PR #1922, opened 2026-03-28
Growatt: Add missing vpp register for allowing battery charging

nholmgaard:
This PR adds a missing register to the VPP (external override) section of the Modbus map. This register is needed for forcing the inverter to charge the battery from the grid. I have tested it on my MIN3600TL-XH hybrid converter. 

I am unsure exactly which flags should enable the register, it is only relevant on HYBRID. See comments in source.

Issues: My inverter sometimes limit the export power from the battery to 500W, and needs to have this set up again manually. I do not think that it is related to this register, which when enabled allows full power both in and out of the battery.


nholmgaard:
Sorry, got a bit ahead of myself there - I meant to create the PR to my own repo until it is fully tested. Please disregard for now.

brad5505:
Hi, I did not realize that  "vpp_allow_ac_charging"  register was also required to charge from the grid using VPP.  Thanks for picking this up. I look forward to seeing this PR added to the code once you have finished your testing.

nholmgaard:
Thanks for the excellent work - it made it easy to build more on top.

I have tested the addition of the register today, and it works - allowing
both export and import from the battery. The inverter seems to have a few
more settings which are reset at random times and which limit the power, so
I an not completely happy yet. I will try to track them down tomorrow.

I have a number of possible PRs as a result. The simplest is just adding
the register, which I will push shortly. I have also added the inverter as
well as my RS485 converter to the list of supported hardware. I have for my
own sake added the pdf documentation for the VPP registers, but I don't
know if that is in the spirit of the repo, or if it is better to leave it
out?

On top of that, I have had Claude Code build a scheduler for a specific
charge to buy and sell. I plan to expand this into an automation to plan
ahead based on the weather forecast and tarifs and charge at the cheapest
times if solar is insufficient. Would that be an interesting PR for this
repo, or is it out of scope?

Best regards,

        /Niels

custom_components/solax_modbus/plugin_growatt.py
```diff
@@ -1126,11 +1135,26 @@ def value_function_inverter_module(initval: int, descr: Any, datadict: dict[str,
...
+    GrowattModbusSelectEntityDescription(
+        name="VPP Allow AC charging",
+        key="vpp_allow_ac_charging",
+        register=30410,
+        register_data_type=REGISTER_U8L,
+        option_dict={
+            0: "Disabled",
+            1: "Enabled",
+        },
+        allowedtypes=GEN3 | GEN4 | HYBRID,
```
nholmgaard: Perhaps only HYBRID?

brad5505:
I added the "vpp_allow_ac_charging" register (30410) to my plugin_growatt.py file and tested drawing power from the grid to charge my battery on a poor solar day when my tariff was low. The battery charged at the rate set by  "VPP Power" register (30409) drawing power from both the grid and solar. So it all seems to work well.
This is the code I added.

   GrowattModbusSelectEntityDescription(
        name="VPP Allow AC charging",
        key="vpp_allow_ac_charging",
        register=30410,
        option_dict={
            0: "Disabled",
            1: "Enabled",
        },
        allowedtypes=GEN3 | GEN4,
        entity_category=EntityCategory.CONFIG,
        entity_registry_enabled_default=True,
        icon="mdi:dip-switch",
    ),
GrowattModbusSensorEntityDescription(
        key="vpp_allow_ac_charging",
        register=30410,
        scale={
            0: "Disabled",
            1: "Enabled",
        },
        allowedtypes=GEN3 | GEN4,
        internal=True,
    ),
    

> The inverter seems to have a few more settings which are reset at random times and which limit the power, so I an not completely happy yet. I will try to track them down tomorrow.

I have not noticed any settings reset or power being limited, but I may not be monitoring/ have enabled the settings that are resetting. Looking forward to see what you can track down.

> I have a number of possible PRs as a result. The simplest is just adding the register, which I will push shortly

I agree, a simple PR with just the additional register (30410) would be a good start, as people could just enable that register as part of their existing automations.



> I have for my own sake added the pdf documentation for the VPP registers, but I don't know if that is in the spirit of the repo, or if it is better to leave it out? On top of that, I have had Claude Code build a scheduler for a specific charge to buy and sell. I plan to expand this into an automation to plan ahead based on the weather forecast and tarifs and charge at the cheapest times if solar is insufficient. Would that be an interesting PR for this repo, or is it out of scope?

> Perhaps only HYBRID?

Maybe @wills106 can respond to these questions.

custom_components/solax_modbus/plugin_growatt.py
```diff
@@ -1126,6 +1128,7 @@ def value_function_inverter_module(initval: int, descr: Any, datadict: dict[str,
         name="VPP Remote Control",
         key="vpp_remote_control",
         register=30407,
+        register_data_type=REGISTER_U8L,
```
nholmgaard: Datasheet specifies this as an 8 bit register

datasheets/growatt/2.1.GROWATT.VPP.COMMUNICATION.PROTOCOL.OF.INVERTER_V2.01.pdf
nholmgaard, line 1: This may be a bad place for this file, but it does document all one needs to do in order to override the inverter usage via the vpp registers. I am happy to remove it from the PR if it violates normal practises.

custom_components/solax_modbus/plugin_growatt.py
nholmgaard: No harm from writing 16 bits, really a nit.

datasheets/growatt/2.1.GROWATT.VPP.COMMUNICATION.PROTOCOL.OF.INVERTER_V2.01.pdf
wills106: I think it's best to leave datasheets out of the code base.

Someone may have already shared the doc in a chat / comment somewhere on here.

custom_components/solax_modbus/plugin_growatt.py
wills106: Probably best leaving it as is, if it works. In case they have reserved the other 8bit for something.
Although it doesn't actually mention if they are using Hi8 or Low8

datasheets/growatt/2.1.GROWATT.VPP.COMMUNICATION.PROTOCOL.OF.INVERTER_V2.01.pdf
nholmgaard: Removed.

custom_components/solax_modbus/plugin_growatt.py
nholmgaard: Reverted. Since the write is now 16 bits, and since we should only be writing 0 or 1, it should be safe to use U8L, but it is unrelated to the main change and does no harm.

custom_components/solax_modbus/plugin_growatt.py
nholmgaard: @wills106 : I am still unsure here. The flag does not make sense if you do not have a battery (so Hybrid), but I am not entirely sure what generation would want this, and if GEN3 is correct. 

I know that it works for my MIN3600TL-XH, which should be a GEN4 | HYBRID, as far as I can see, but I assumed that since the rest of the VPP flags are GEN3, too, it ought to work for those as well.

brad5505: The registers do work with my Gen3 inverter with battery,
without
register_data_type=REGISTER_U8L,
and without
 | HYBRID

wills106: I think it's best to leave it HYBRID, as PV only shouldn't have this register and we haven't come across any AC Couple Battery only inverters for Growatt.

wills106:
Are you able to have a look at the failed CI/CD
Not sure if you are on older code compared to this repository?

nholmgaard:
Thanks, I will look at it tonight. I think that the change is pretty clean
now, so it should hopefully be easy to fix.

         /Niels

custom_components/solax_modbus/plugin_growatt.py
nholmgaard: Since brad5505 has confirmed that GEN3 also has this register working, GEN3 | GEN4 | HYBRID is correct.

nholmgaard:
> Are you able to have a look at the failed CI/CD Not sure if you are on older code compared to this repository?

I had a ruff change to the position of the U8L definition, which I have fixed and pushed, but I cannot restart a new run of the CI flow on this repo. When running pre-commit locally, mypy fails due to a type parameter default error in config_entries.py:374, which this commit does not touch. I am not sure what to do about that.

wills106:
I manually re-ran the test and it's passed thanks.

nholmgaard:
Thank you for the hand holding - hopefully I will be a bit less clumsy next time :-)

○ ○ ○ ○

> **Assignment**: Take each line of the material above that holds the string "better" and copy it.

> **Task answer**:
know if that is in the spirit of the repo, or if it is better to leave it
> I have for my own sake added the pdf documentation for the VPP registers, but I don't know if that is in the spirit of the repo, or if it is better to leave it out? On top of that, I have had Claude Code build a scheduler for a specific charge to buy and sell. I plan to expand this into an automation to plan ahead based on the weather forecast and tarifs and charge at the cheapest times if solar is insufficient. Would that be an interesting PR for this repo, or is it out of scope?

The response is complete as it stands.